Reduced Order Dynamical Models For Complex Dynamics in Manufacturing and Natural Systems Using Machine Learning

TL;DR

This paper develops reduced-order dynamical models using machine learning for complex manufacturing and natural systems, enabling simplified analysis of sustainability and underlying mechanisms.

Contribution

It introduces a grey-box ML approach to derive low-order ODE models from mechanistic data, addressing a gap in modeling complex systems.

Findings

High accuracy linear ODE models for manufacturing process

Modified ML approach captures some natural system dynamics

Method works well for smooth, manufacturing-like systems

Abstract

Dynamical analysis of manufacturing and natural systems provides critical information about production of manufactured and natural resources respectively, thus playing an important role in assessing sustainability of these systems.

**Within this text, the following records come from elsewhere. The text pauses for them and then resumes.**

PR #4279, opened 2026-07-18
fix(agentcore-mcp): don't crash startup when llms.txt docs index is unreachable

### LINKED ISSUE #4138: amazon-bedrock-agentcore-mcp-server : ensure_ready() crashes with HTTP Error 404 fetching llms.txt (docs source deprecated)

sergioperezcheco:
The amazon-bedrock-agentcore-mcp-server crashes on startup and never completes MCP initialization because main() calls cache.ensure_ready(), which fetches the hardcoded docs index at https://aws.github.io/bedrock-agentcore-starter-toolkit/llms.txt. That URL now returns HTTP 404 (the upstream docs site is deprecated and the llmstxt plugin was removed), and the fetch has no error handling, so the urllib HTTPError escapes main() and the process exits. Every tool group registers fine; only the docs index fetch kills it.

This wraps the per-source llms.txt fetch in load_links_only() in a try/except that logs a warning and continues, and still marks the index loaded so ensure_ready() does not retry on every call. The documentation search tools degrade to returning empty results while the runtime, memory, identity, gateway, policy, browser, and code interpreter tools keep working.

I also fixed test_docs_tool_invocation, whose len(result.content) > 0 assertion only passed because the 404 turned the call into an error response with text content; it now checks the tool stays callable and returns a well-formed (possibly empty) result set. Added a unit test for the graceful-skip path. Full server test suite (813 tests) passes and ruff is clean.

Fixes #4138

### DIFF
--- a/src/amazon-bedrock-agentcore-mcp-server/awslabs/amazon_bedrock_agentcore_mcp_server/utils/cache.py
+++ b/src/amazon-bedrock-agentcore-mcp-server/awslabs/amazon_bedrock_agentcore_mcp_server/utils/cache.py
@@ -14,6 +14,7 @@
 
 from ..config import doc_config
 from . import doc_fetcher, indexer, text_processor
+from loguru import logger
 from typing import Dict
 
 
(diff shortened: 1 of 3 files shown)


kevin-orellana:
Thanks for this, and sorry it sat. Closing because the fix landed this morning — your diagnosis of #4138 was correct.

#4140 merged as `fd2c4a50` and closed #4138. Verified on `main`:

`src/amazon-bedrock-agentcore-mcp-server/awslabs/amazon_bedrock_agentcore_mcp_server/utils/cache.py:52`

```python
except (URLError, OSError) as e:
```

Three independent fixes were open for this one crash — yours, #4140, and #4273 — because the issue sat unreviewed long enough for people to keep rediscovering it independently. That is our process failure, not yours.

Your PR was close to the one I picked. It fixed the crash and repaired the test that breaks once the docs index is empty, and it ran clean locally for me (813 passed, 0 failed). The deciding difference is that #4140 also swaps the dead `llms.txt` URL for a live one. The starter-toolkit docs site was deprecated and its index removed, which is the root cause of the 404. Catching the exception stops the crash but leaves `search_agentcore_docs` and `fetch_agentcore_doc` as permanent silent no-ops returning "no matches" forever, which is arguably worse than the loud failure because nothing tells the user or the calling agent that docs are unavailable. #4140 points at `https://docs.aws.amazon.com/bedrock-agentcore/latest/devguide/llms.txt`, which I verified returns 200 with a real index, so the docs tools work again afterward rather than just failing quietly.

Also flagging, since it affected all three PRs here: GitHub CI never actually ran on any of them. Fork PRs sit at `action_required` until a maintainer approves each workflow run individually, and nobody did. So the check status you saw was not meaningful in either direction. I verified all three locally instead.

Note the fix is on `main` but not in a published release yet, so `uvx awslabs.amazon-bedrock-agentcore-mcp-server@latest` still crashes at startup until the next release cuts.

Separately, your #4132 was a duplicate of another already-merged fix and I have closed that one too, with the reasoning there.

PR #4282, opened 2026-07-20
fix(stepfunctions-tool-mcp-server): paginate list_state_machines

### LINKED ISSUE #2050: mcp-server-aws-stepfunctions: list_state_machines returns only the first 100 results (missing pagination)
### Describe the bug

list_state_machines in the AWS Step Functions MCP server does not handle AWS pagination (nextToken).
In accounts with more than 100 state machines, the tool only returns the first page (max 100) and there is no way to retrieve the remaining state machines.

This leads to incomplete inventories and incorrect results for any workflow relying on a full list of state machines.
This silently truncates results, which is easy to miss

### Expected Behavior

When listing state machines, the server should return all state machines (or provide a supported way to page through results, e.g. exposing nextToken / maxResults).
At minimum, it should not silently truncate results at 100.

### Current Behavior

The tool returns only the first page of results (≤ 100 state machines).
Additional pages are not fetched / nextToken is ignored, so state machines beyond the first 100 are never returned.

### Reproduction Steps

	1.	Use an AWS account/region with > 100 Step Functions state machines.
	2.	Run the MCP Step Functions server.
	3.	Call the tool that lists state machines (e.g. list_state_machines / equivalent tool in the server).
	4.	Observe the tool returns only 100 items (or fewer), even though the account contains more.

Verification with AWS CLI (shows the full set; AWS CLI paginates automatically):
`aws stepfunctions list-state-machines --region <REGION> --output json | jq '.stateMachines | length'`

The MCP tool returns 100, while AWS CLI returns a larger number (e.g. 142).

### Possible Solution

Implement pagination by looping on nextToken until it is absent, concatenating results (optionally bounded by a user-provided limit).

I opened a PR with a fix: https://github.com/awslabs/mcp/pull/1923

	•	AWS ListStateMachines API supports pagination via nextToken and maxResults.
	•	This is not region- or OS-specific; it reproduces anywhere there are >100 state machines.
	•	Happy to adjust behavior if maintainers prefer exposing paging tokens instead of returning the full list by default.

### OS

macOS 15.x (Apple Silicon)

### Server

other

### Server Version

0.1.16

all

### Other information

_No response_

### Service quota

arimu1:
Fixes #2050

### Changes

`register_state_machines()` in `src/stepfunctions-tool-mcp-server/awslabs/stepfunctions_tool_mcp_server/server.py` called `sfn_client.list_state_machines()` exactly once and never followed `nextToken`. In an AWS account with more than 100 state machines, everything past the first page was silently dropped: those state machines never got registered as MCP tools, with no error surfaced anywhere.

This adds a `get_all_state_machines()` helper that uses the boto3 paginator (`sfn_client.get_paginator('list_state_machines')`) to walk every page and concatenate `stateMachines` across all of them. `register_state_machines()` now calls this helper instead of the single unpaginated call. This mirrors the pattern `lambda-tool-mcp-server` already uses for `list_functions` (`get_all_lambda_functions()`), so the fix follows the existing in-repo convention for AWS API pagination rather than introducing a new one.

Existing unit tests in `test_register_state_machines.py` were updated to mock the paginator instead of the direct `list_state_machines` call. Added `test_get_all_state_machines.py` covering single-page, multi-page, and empty results, plus a new `test_register_machines_across_multiple_pages` regression test in `test_register_state_machines.py` that mocks a two-page paginated response and asserts state machines from both pages get registered as tools.

### User experience

Before: in an account with >100 state machines, only the first 100 (by API return order) were ever exposed as MCP tools. State machines past that boundary were invisible to the agent with no warning.

After: all state machines across all pages are registered as tools, regardless of account size.

### Prior art

This exact fix was previously submitted in #1923 by @JulienJBO but received no maintainer review and was auto-closed by the stale bot in January 2026. The bug was independently reconfirmed on `main` and the same paginator approach was recommended in a comment on this issue by @edobusy (who also pointed at the `lambda-tool-mcp-server` precedent) while asking to be assigned; as of this PR that request had gone unanswered for several days and no PR had been opened against it. I'm resubmitting the fix along these same lines, crediting both of them, rather than presenting it as a new discovery.

## Checklist

- [x] Changes are documented

N

**RFC issue number**:

N/A

Checklist:

- [ ] Migration process documented
- [ ] Implement warnings (if it can live side by side)

## Acknowledgment

### DIFF
--- a/src/stepfunctions-tool-mcp-server/awslabs/stepfunctions_tool_mcp_server/server.py
+++ b/src/stepfunctions-tool-mcp-server/awslabs/stepfunctions_tool_mcp_server/server.py
@@ -332,14 +332,24 @@ def filter_state_machines_by_tag(state_machines, tag_key, tag_value):
     return tagged_state_machines
 
 
+def get_all_state_machines():
+    """Retrieve all available Step Functions state machines using pagination."""
+    paginator = sfn_client.get_paginator('list_state_machines')
+    all_state_machines = []
+
+    for page in paginator.paginate():
+        all_state_machines.extend(page.get('stateMachines', []))
+
+    return all_state_machines
+
+
 def register_state_machines():
     """Register Step Functions state machines as individual tools."""
     try:
         logger.info('Registering Step Functions state machines as individual tools...')
-        state_machines = sfn_client.list_state_machines()
 
         # Get all state machines
-        all_state_machines = state_machines['stateMachines']
+        all_state_machines = get_all_state_machines()
         logger.info(f'Total Step Functions state machines found: {len(all_state_machines)}')
 
         # First filter by state machine name if prefix or list is set
--- a/src/stepfunctions-tool-mcp-server/tests/test_get_all_state_machines.py
+++ b/src/stepfunctions-tool-mcp-server/tests/test_get_all_state_machines.py
@@ -1,0 +1,67 @@
+"""Tests for the get_all_state_machines function."""
+
+import pytest
+from unittest.mock import MagicMock, patch
+
+
+with pytest.MonkeyPatch().context() as CTX:
+    CTX.setattr('boto3.Session', MagicMock)
+    from awslabs.stepfunctions_tool_mcp_server.server import get_all_state_machines
+
+
+class TestGetAllStateMachines:
+    """Tests for the get_all_state_machines function."""
+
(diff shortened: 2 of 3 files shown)


arimu1:
Still relevant; waiting on review.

However, current dynamic models for these systems exist as mechanistic models, simulation of which is computationally intensive and does not provide a simplified understanding of the mechanisms driving the overall dynamics. For such systems, lower-order models can prove useful to enable sustainability analysis through coupled dynamical analysis. There have been few attempts at finding low-order models of manufacturing and natural systems, with existing work focused on model development of individual mechanism level. This work seeks to fill this current gap in the literature of developing simplified dynamical models for these systems by developing reduced-order models using a machine learning (ML) approach. The approach is demonstrated on an entire soybean-oil to soybean-diesel process plant and a lake system. We use a grey-box ML method with a standard nonlinear optimization approach to identify relevant models of governing dynamics as ODEs using the data simulated from mechanistic models. Results show that the method identifies a high accuracy linear ODE models for the process plant, reflective of underlying linear stoichiometric mechanisms and mass balance driving the dynamics. For the natural systems, we modify the ML approach to include the effect of past dynamics, which gives non-linear ODE. While the modified approach provides a better match to dynamics of stream flow, it falls short of completely recreating the dynamics. We conclude that the proposed ML approach work well for systems where dynamics is smooth, such as in manufacturing plant whereas does not work perfectly well in case of chaotic dynamics such as water stream flow.